We are going now to look at the subsequent dump (taken 30 seconds later) to verify whether we have any progress or not on that thread, however let’s take a loot at one last thing on this dump before starting with the other one (this can save us a lot of time here):
|
0:011> !runaway
User Mode Time
Thread Time
13:d5c 0 days 0:00:37.500
14:c00 0 days 0:00:24.718
16:9c8 0 days 0:00:16.406
15:9e8 0 days 0:00:13.562
11:bb8 0 days 0:00:12.015 ß This is the CPU time spent by the thread 11 at this point
|
So we know that the thread 11 have had the CPU for the aprox. 12.015 seconds when this dump was generated. So after opening the second dump, before jumping on any deeper analysis, lets just run the same command and verify if the thread 11 made any progress.
|
0:011> !runaway
User Mode Time
Thread Time
13:d5c 0 days 0:00:37.500
14:c00 0 days 0:00:24.718
16:9c8 0 days 0:00:16.406
15:9e8 0 days 0:00:13.562
11:bb8 0 days 0:00:12.015 ß The time is exactly the same 30 seconds later
|
Ok, so there is not a single additional millisecond being spent by the thread 11 on the second dump. At this point we don’t even need to take a look at the thread stack to know it’s exactly the same. In other words this thread has been doing nothing but waiting on that stored procedure to execute at the SQL Server.

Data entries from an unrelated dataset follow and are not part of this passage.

PR #5588, opened 2026-04-21
[DB-1970]: Arrow Flight SQL protocol support

sakno:
Changed: Added Arrow Flight SQL protocol support.

# Python
Example for Python:
```python
import adbc_driver_flightsql.dbapi as dbapi

with dbapi.connect("grpc://localhost:41119") as conn:
    with conn.cursor() as cur:
        cur.execute("SELECT * FROM kdb.records WHERE log_position>?", parameters=[42])
        print(cur.fetchall())          # list of tuples
```

Required dependencies:
```sh
pip install pyarrow
pip install adbc-driver-flightsql
```

# Java/JDBC
Example for Java:
```java
package org.example;

import java.sql.*;

public class Main {
    public static void main(String[] args) throws SQLException {
        String url = "jdbc:arrow-flight-sql://localhost:41119?useEncryption=false";

        try (Connection conn = DriverManager.getConnection(url);
             PreparedStatement stmt = conn.prepareStatement(
                     "SELECT * FROM kdb.records WHERE log_position > ?")) {

            var meta = stmt.getMetaData();
            System.out.println(meta.getColumnCount());

            stmt.setInt(1, 42);  // 1-based index

            try (ResultSet rs = stmt.executeQuery()) {
                while (rs.next()) {
                    // access columns by index or name
                    System.out.println(rs.getLong("log_position"));
                }
            }
        }
    }
}

```

Maven POM file
```xml
<?xml version="1.0" encoding="UTF-8"?>
<project xmlns="http://maven.apache.org/POM/4.0.0"
         xmlns:xsi="http://www.w3.org/2001/XMLSchema-instance"
         xsi:schemaLocation="http://maven.apache.org/POM/4.0.0 http://maven.apache.org/xsd/maven-4.0.0.xsd">
    <modelVersion>4.0.0</modelVersion>

    <groupId>org.example</groupId>
    <artifactId>AdbcTest</artifactId>
    <version>1.0-SNAPSHOT</version>

    <properties>
        <maven.compiler.source>17</maven.compiler.source>
        <maven.compiler.target>17</maven.compiler.target>
        <project.build.sourceEncoding>UTF-8</project.build.sourceEncoding>
    </properties>

    <dependencies>
        <dependency>
            <groupId>org.apache.arrow</groupId>
            <artifactId>flight-sql-jdbc-driver</artifactId>
            <version>19.0.0</version>
        </dependency>
    </dependencies>

</project>
```

Tested on JDK 17, I wasn't able to fix the problem with Netty default memory allocator on the latest JDK 26.

# ADO.NET
ADO.NET example is a part of the integration test.


src/KurrentDB.SecondaryIndexing/Query/QueryPreparationOptions.cs
```diff
@@ -0,0 +1,17 @@
...
+
+namespace KurrentDB.SecondaryIndexing.Query;
+
+/// <summary>
+/// Represents query preparation options.
+/// </summary>
+[StructLayout(LayoutKind.Auto)]
+public readonly struct QueryPreparationOptions {
+	/// <summary>
+	/// Indicates that the prepared query must be signed to protect it from the modification.
```
shaan1337:
```suggestion
	/// Indicates that the prepared query must be signed to protect it from modifications.
```

src/Directory.Packages.props
```diff
@@ -58,7 +58,8 @@
     <PackageVersion Include="Kurrent.Surge.Core" Version="1.1.1-alpha.1.65" />
     <PackageVersion Include="Kurrent.Surge.DataProtection" Version="1.1.1-alpha.1.57" />
     <PackageVersion Include="Kurrent.Surge.DuckDB" Version="1.1.1-alpha.1.57" />
-    <PackageVersion Include="Kurrent.Quack" Version="0.0.0-alpha.164" />
+		<PackageVersion Include="Kurrent.Quack" Version="0.0.0-alpha.176" />
```
shaan1337: fix indentation

src/Directory.Packages.props
```diff
@@ -167,5 +168,9 @@
     <PackageVersion Include="xunit.v3" Version="3.1.0" />
     <PackageVersion Include="xunit.v3.extensibility.core" Version="3.1.0" />
     <PackageVersion Include="YamlDotnet" Version="16.3.0" />
+		<PackageVersion Include="Apache.Arrow.Flight.AspNetCore" Version="22.1.0" />
+		<PackageVersion Include="Apache.Arrow.Flight.Sql" Version="22.1.0" />
+		<PackageVersion Include="Apache.Arrow.Adbc.Drivers.FlightSql" Version="0.21.0" />
+		<PackageVersion Include="Apache.Arrow.Adbc.Client" Version="0.23.0" />
```
shaan1337: fix indentation

src/KurrentDB.SecondaryIndexing/FlightSql/ConnectionState.PreparedStmt.cs
```diff
@@ -0,0 +1,161 @@
...
+	/// <param name="statement">The prepared statement object.</param>
+	/// <param name="parameters">Arrow schema of the prepared statement parameters.</param>
+	/// <returns>
+	/// <see langword="true"/> if the internal registry has enough space to place a new prepared statement;
+	/// <see langword="false"/> if there is no space in the internal registry.
+	/// </returns>
+	public bool CreatePreparedStatement(ReadOnlySpan<char> query,
+		out Guid handle,
+		[NotNullWhen(true)] out PreparedStatement? statement,
+		[NotNullWhen(true)]out Schema? parameters) {
```
shaan1337:
```suggestion
		[NotNullWhen(true)] out Schema? parameters) {
```

src/KurrentDB.SecondaryIndexing/FlightSql/ConnectionState.PreparedStmt.cs
```diff
@@ -0,0 +1,161 @@
...
+		// nothing to bind, the batch is empty
+		if (arguments.Length is 0) {
+			arguments.Dispose();
+			return true;
+		}
+
+		// save the binding context
+		var result = statement.TryBind(arguments, out var oldBatch);
+		oldBatch?.Dispose();
+		statement.DecrementRef();
```
shaan1337, line 88: should `statement.DecrementRef()` be called only if `result` is false ?

src/KurrentDB.SecondaryIndexing/FlightSql/FlightSqlServer.cs
```diff
@@ -0,0 +1,156 @@
...
+/// registry of the connections associated with the prepared statements. This is very expensive.
+/// Instead, the prepared statement handle is just a unique identifier that represents the transformed SQL query.
+/// The query is not prepared at DuckDB level, so on every execution the database needs to parse it, build the plan and execute.
+/// In other words, we mimic the prepared statement concept in FlightSQL, which leads to lower performance than true
+/// DuckDB prepared statement.
+/// </remarks>
+/// <param name="engine">The query engine.</param>
+internal sealed partial class FlightSqlServer(IQueryEngine engine) : FlightServer {
+	public override Task<FlightInfo> GetFlightInfo(FlightDescriptor request, ServerCallContext context) {
+		//A google.protobuf.Any message has a specific binary signature. It consists of two fields:
```
shaan1337:
```suggestion
		// A google.protobuf.Any message has a specific binary signature. It consists of two fields:
```

src/KurrentDB.SecondaryIndexing/FlightSql/FlightSqlServer.MemoryMgmt.cs
```diff
@@ -0,0 +1,77 @@
...
+		}
+
+		static string GetTypeUrl(MessageDescriptor descriptor)
+			=> string.Concat("type.googleapis.com/", descriptor.FullName);
+	}
+
+	private ByteString PackRaw(IMessage message) {
+		message.WriteTo(PrepareWriter());
+		var buffer = bufferWriter.DetachBuffer();
+		return UnsafeByteOperations.UnsafeWrap(buffer.Memory);
```
shaan1337: Should the buffer be registered for disposal here too ?
```suggestion
		return WrapAndRegisterOnDispose(buffer);
```

src/KurrentDB.SecondaryIndexing/FlightSql/ConnectionState.PreparedStmt.cs
sakno: No, we incremented the ref counter for the statement in the beginning of the method:
```cs
if (!_statements.TryGetValue(handle, out var statement) || !statement.TryIncrementRef())
			return false;
```

So we have to release the counter when leaving the method regardless the binding operation result.

src/KurrentDB.SecondaryIndexing/FlightSql/FlightSqlServer.MemoryMgmt.cs
sakno: Good catch

src/Directory.Packages.props
sakno: Fixed

shaan1337 (approved):

src/KurrentDB.SecondaryIndexing/FlightSql/ConnectionState.cs
```diff
@@ -0,0 +1,24 @@
...
+namespace KurrentDB.SecondaryIndexing.FlightSql;
+
+/// <summary>
+/// Maintains the connection-level state required to implement stateful FlightSQL operations.
+/// </summary>
+/// <param name="engine"></param>
+internal sealed partial class ConnectionState(IQueryEngine engine) : Disposable {
+	protected override void Dispose(bool disposing) {
+		if (disposing) {
+			foreach (var statement in _statements.Values) {
```
shaan1337, line 16: is it possible for a prepared statement to be concurrently added to _statements while we are disposing the others? (and we miss its disposal)

sakno: In theory yes. `ConnectionState` is local to the client connection. Somehow we can start the request for statement preparation and close the connection concurrently. This is not fatal since the GC will call the finalizers for the necessary objects.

The problem has been isolated as a database performance issue (mission accomplished!!! J). The next step is work on the database server (running in another box) to understand why this sp is taking too long to execute and, of course, properly addressing the issue to provide a definitive solution. IIS ended up just being the server where the symptom is faced and not the one where the root cause of the problem is really happening.